---------- ENTRIES SHOWN
PR #841, opened 2020-01-31
Bodge the fucking API into submission

markspolakovs:
I will be entirely honest, I have no idea why this works, but it works.

### DIFF
--- a/src/Classes/ServiceAPI/MyRadio_Swagger2.php
+++ b/src/Classes/ServiceAPI/MyRadio_Swagger2.php
@@ -5,6 +5,7 @@
  */
 namespace MyRadio\ServiceAPI;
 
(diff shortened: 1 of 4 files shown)


mstratford:
Probably not an issue, the output of /user/currentuser is correct, but noticing in the syslog that if you set 'api_key=' (blank), it goes to run getCurrentUserWithoutMessingWithSession() but still returns null. The code above decides that you want session user, but this new code is not.

markspolakovs:
Ah, probably fixed by using `!empty()` instead of `!isset()`. Will update.

markspolakovs:
Build failing, but to be quite honest I have no idea what it's on about - the lines it's complaining about are less than 100 chars..

PR #844, opened 2020-02-29
Add MyRadio^2 Sign-in Handoff

markspolakovs:


mstratford:
Sorry, i've managed to be out of the loop of exactly what this is for. Looks ok, but i'd like to actually see it :P

markspolakovs:
Sorry, my fault for inadequate docs.

In MyRadio^2, there is (or at least, will be) a line along the lines of

```html
<iframe src="https://ury.org.uk/myradio-dev/MyRadio/login/?next=%2fmyradio-dev%2fMyRadio%2fmyr2Handoff%3fnonav%3dtrue&nonav=true" />
```

That iframes the login screen, and redirects to this new page on success. It then sends a message out of the iframe, which prompts mry^2 to check again for sign-in.

PR #845, opened 2020-03-01
Make jukebox requests use replay_gain handler.

mstratford:


markspolakovs:
Hm, I'm not entirely sure we should be doing this from MyRadio, as that seems like a separation-of-concerns snafu.

mstratford:
Maybe, but it is MyRadio just telnetting directly in... So at that point you'd have to change it somehow from within the depths of Liquidsoap queues.

markspolakovs:
If it were me doing this now, I'd do something like what I did for Campus Playout - define a custom function that does all the replaygain fuckery it needs to. Meh, that would require extensive _*LIQUIDSOAP FUCKERY*_ so I'll begrudgingly approve this for now.

PR #846, opened 2020-03-01
Add mixcloud start/end custom times to timeslot.

mstratford:
Add metadata for custom mixclouder upload start/end times.


mstratford:
Yeah, when not set, api shows null, Mixclouder does the usual. If you define a start point, it will run from then to the usual scheduled end. Also works the other way with end point. Will commit those changes too to the mixclouder repo.

mstratford:
(also means you can have the show extended past the beginning and end of the show if needed)

Issue #752, opened 2018-06-18
Related Show for Podcast list too long.


mstratford:
If you have the permissions to view all shows, selecting from all shows in the dropdown is tedious, especially since it's not in name order.

Brookke:
Could the drop down include a search box? https://dev.to/blacksonic/autocomplete-dropdown-using-native-html-moi

PR #876, opened 2020-04-25
If user can put a podcast to any show, limit to current term shows.

mstratford:
Fixes: #752


markspolakovs:
Mm, not sure this is such a good fix - I'd expect "any show" to really mean "any show". Also, this precludes the case of creating a show just for the sake of grouping podcasts (in a timeline where that's possible)

markspolakovs:
Closing now for reasons above and to clean up PRs. Am open to further discussion, as I do know the l0ng list of shows is an issue.

PR #877, opened 2020-04-26
Cs minor alterations 20 04 25

cs-499243:
Gives a password check to the setup and cleans up the display a little


src/Controllers/Setup/user.php
```diff
@@ -7,7 +7,7 @@
 use \MyRadio\MyRadio\CoreUtils;
 use \MyRadio\ServiceAPI\MyRadio_User;
 
-if ($_SERVER['REQUEST_METHOD'] === 'POST') {
+if ($_SERVER['REQUEST_METHOD'] === 'POST' && $_REQUEST['password'] === $_REQUEST['passwordchk']) {
```
markspolakovs, line 10: You probably want a descriptive error message

PR #878, opened 2020-04-27
email_pipe: use the proper spam status header

markspolakovs:
If a message is spam, Exim doesn't set the `X-Spam-Status: yes` header, but rather the `X-Spam_action: reject` header. Update the email_pipe controller to use the correct one.


markspolakovs:
@mstratford I'll be honest, I have no idea either - probably somewhere in the Exim config

PR #881, opened 2020-05-02
Reduce podcast bitrate to 128kbps

markspolakovs:
That's what most of the big players use (tested Serial and Relay FM), and frankly 192k is overkill for an hour of speech anyway


markspolakovs:
Merging. Is it worth reprocessing existing podcasts, or should we just leave the current 192k ones?

PR #883, opened 2020-05-06
Allow marking "podcast shows" as explicit

markspolakovs:


markspolakovs:
Tested creation and editing logic on dev, although for some reason the RSS API doesn't work on dev... hmm

mstratford:
Looks good, if we’re changing the podcasting policy to allow explicit stuff, we’ll have to make that obvious in the embed player or whatever in 2016-site too.

markspolakovs:
@mstratford it's always been allowed, policy just said "add a content warning to the description in bold". Could surface this in the UI, though.

markspolakovs:
Hm, this appears to have surfaced a bug in MyRadio_Show::create... investigating

markspolakovs:
Test's funky, need to figure out why. Works in staging, merging.

PR #884, opened 2020-05-07
Development Dockerfile

markspolakovs:


mstratford:
Is this ready to review? :)

markspolakovs:
In theory

markspolakovs:
Eh, good enough, we can always iterate

cs-499243:
```
Config::$short_name = 'URN';
Config::$long_name = 'University Radio Nork';
```
Very nice

Also is this going to be sure to use the right postgres version? Just asking cause bootstrap.sh is explicit about it

markspolakovs:
> Also is this going to be sure to use the right postgres version? Just asking cause bootstrap.sh is explicit about it

It’ll use whichever is tagged as latest on https://hub.docker.com/_/postgres, which right now is 14… so we might want to pin it to a Postgres major at least.

PR #888, opened 2020-05-17
Allow for multiple show photo sizes, and resize on upload

markspolakovs:
Note that this changes the config variable $default_show_url to $default_show_path, and will need to be updated in prod to match.

**Untested, do not merge.**

### DIFF
--- a/src/Classes/Config.php
+++ b/src/Classes/Config.php
@@ -231,6 +231,19 @@ final class Config
     public static $webcam_set_url;
 
     /**
+     * The formats to resize uploaded images to.
+     *
+     * The keys of the array are format names to rename to. The values are [x,y] sizes in pixels.
+     * @var int[][]
+     */
+    public static $image_resize_formats = [
+        'podcast_small' => [1400, 1400],
+        'web' => [800, 800]
+    ];
+
+    public static $default_image_format = 'web';
+
+    /**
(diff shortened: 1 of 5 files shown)


src/Classes/Config.php
```diff
@@ -253,12 +266,12 @@ final class Config
...
 
     /**
-     * The full web address to the image that will be served for a show if there
+     * The local path, relative to $public_media_path, to the image that will be served for a show if there
      * is not a photo for that show.
      *
      * @var string
      */
-    public static $default_show_uri = '/media/image_meta/ShowImageMetadata/22.png';
+    public static $default_show_path = 'image_meta/ShowImageMetadata/22.png';
```
mstratford, line 275: if we're doing this, mind changing this to have "image" or "photo" etc in the var name? :)

markspolakovs:
@mstratford good point on the jukebox one, have to check that. Re seasons, iirc seasons inherit from shows (which is kinda dumb but okay) so they should use the show's method, although I need to double-czech. Either way, I can't think of all that many places where we use season photos, usually it's either show or timeslot.

mstratford:
Oh yeah, Indeed, we had season pages in 2013-site, but they were just dumb, so we removed them in favour of the column thing on the show page.

PR #890, opened 2020-05-18
PHPUnit tests, at long last

markspolakovs:


markspolakovs:
hrrrng, phpunit 9 doesn't support php < 7.3. Worth a downgrade to phpunit 8?

PR #895, opened 2020-05-24
Semi-Anonymous page view analytics

markspolakovs:
This PR adds semi-anonymous page view tracking. Intention is to figure out which pages people actually use, and how they get there, so that we have data to go on for MyRadio^2.

Some notes:

- API is excluded, for obvious reasons.
- If you're not an officer, this is essentially anonymous. All the identifying info that is stored is that you're not an officer, and the number of shows you do, bucketed by five and rounded up.
- If you are an officer, this can de-anonymise you, as it stores the officerships you have. Committee will need to consent, other officers should be fine unless they have a _unique_ officership _right now_ (as in, yes, you're a computing officer, one of the 15 - technically de-anonymising, but not enough for me to get worried).
- Session ID does deanonymise you, but only until it expires and gets pruned. If we really wanted to be careful with this, we could hash it I suppose.
- This _pounds_ the database. I used a stored procedure to only have one extra query on each page load instead of three, but it's still an extra query on each load. Plus, it's an infinitely growing table (although it's not like we don't have any of those...)

Currently running on myradio-dev for testing.


src/Classes/MyRadio/MyRadioAnalytics.php
```diff
@@ -0,0 +1,9 @@
+<?php
+
+namespace MyRadio\MyRadio;
+
+class MyRadioAnalytics {
+    public static function createAnalyticsRecord($page, $referrer) {
```
markspolakovs, line 6: Whoops. This can go.

PR #897, opened 2020-05-27
Ensure seasons are always in chronological order

markspolakovs:


markspolakovs:
Live on staging, appears to not explode

PR #898, opened 2020-06-15
added slack to menu

ColinRoitt:
add slack to menu


cs-499243:
As much as it doesn't change much should we use https://ury.slack.com/ as the link?

ColinRoitt:
> Christ, Colin, what have you done to the diff?

listen I don't make the rules about what vscode formatting extensions try to do... its a losing battle out there...

LordAro:
So configure it better.

PR #236, opened 2020-01-15
Feature/cclow public downloads

tsubik:
Adding user public downloads for Legislations, Litigations and Climate Targets

Draft as two things could be improved:

- getting all legislations takes like 3 seconds on production data, in staging env. (at least on my machine, we could test that on staging too)
- some simple controller tests could be beneficial, didn't have time for them today

### DIFF
--- a/app/controllers/cclow/climate_targets_controller.rb
+++ b/app/controllers/cclow/climate_targets_controller.rb
@@ -3,6 +3,7 @@ module CCLOW
     include FilterController
 
     # rubocop:disable Metrics/AbcSize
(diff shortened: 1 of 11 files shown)


tsubik:
In development evn. it's gonna take some time.

simaob:
Given we don't have anything yet. We could merge and test on staging.

simaob:
I mean, this is already better than the alternative =D and we can test it there.

tsubik:
Ok!

tsubik:
I'm gonna add some simple tests, and try to make things faster in the meantime.

PR #237, opened 2020-01-15
Feature/quick changes to backend

simaob:
Closes:

- https://www.pivotaltracker.com/story/show/170731182
- https://www.pivotaltracker.com/story/show/170731229

It also adds a filter by Methodology Version to make it easier to download all the MQ Assessments by that filter.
--------------------
- [WHAT IS NEEDED]: Report, for the data above, every line in which the string "instead" appears.

- [EXERCISE OUTPUT]:
Ah, probably fixed by using `!empty()` instead of `!isset()`. Will update.
- This _pounds_ the database. I used a stored procedure to only have one extra query on each page load instead of three, but it's still an extra query on each load. Plus, it's an infinitely growing table (although it's not like we don't have any of those...)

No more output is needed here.